This repository contains the implementation and experiments I developed for my research project.
The datasets I used are located in the dataset/
directory. There are two
subdirectories there.
One is Yahoo/
which contains 67 Yahoo! datasets used in my research.
The other is concepts/
which contains three other subdirectories,
powers/
, sensor
/, and synthetic/
. The powers/
subdirectory contains the
power supply dataset in both arff
and csv
formats.
The sensor/light/
subdirectory contains the 55 light datasets I used in
my research.
The implementation for the baseline study I used as a comparison basis is located
at the paper-implementaion/
directory. The Python implementation of the INN paper
is located in the error_detection.py
file. There is also a Jupyter notebook file
error-detection.ipynb
which served as a rapid experimental version to
quickly perform multiple experiments without having to run the python file from the
beginning.
The main algorithm of the research, the concept drift detection is located at
the implementaion/
directory and specifically in the concept_drift_detection.py
file.
In the same directory, implementation/
, there are some helper functions and
base classes:
base_file_reader.py
which helps with reading files and saving to them
if required.
base_file_visualizer.py
which serves a similar purpose for visualizations.
constants.py
which contains constants used in the concept drift detection
and anomaly detection.
feature_extractor.py
which contains implementation for extracting statistical
features from the time series.
In the same directory, imlementation/
lies the code for anomaly detection.
The implementation for the anomaly detection which is the last step of the research
is located in the anomaly_classification_model.py
file.
It contains the code to use statistical features and CD features with four
classifiers I used to model anomaly detection.
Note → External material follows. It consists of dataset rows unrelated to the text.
PR #11556, opened 2026-01-18
Stops hijack timer from being reset if second dropship is hijacked.

zzzmike:
# About the pull request

Stops hijack timer from being reset if second dropship is hijacked.

Clearly not intended for this to happen.

<details>

</details>

# Changelog

:cl:
fix: hijack timer will not reset if second dropship is hijacked
/:cl:

### DIFF
--- a/code/modules/shuttles/marine_ferry.dm
+++ b/code/modules/shuttles/marine_ferry.dm
@@ -531,10 +531,9 @@
 	sleep(100)
 	moving_status = SHUTTLE_CRASHED
 
-	if(SSticker.mode)
+	if(SSticker.mode && !SSticker.mode.is_in_endgame)
 		SSticker.mode.is_in_endgame = TRUE
-		if(!(SSticker.mode.force_end_at && SSticker.mode.force_end_at > 0 && SSticker.mode.force_end_at < 15000))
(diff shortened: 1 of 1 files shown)


code/controllers/subsystem/ticker.dm
```diff
@@ -518,4 +518,5 @@ SUBSYSTEM_DEF(ticker)
 /datum/controller/subsystem/ticker/proc/hijack_ocurred()
 	if(mode)
```
FourkhanDaKhan: Instead of doing the check you wrote later on, I'd just change this to be:

```suggestion
	if(mode && !mode.is_in_endgame)
```

FourkhanDaKhan (commented):
I think its simpler to just memoize the proc rather than changing it, that's what I would do.

code/modules/shuttles/marine_ferry.dm
```diff
@@ -533,7 +533,8 @@
 
 	if(SSticker.mode)
```
FourkhanDaKhan: Same here

FourkhanDaKhan (commented):
LGTM

realforest2001 (approved):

SVM
, KNN
, Random Forest
,
and Multi-Layer Perceptron Neural Network
model. MLP
was chosen based on its
performance.
There are multiple files in the experimental-codes
directory that only served
as experimental codes in the earlier stage of the development or are only
required to be executed once to prepare or transform datasets into the
right format (e.g. arff to csv converter).
Jupyter notebook are rapid tools to perform quick experiments without the hassles
of the ordinary Python files. The dataset statistics and Exploratory Data Analyses
(EDA) are located in the notebooks/
directory. EDA graphs and showcases for
concept drift are located in this directory. They are not needed to perform the
anomaly detection or concept drift detection.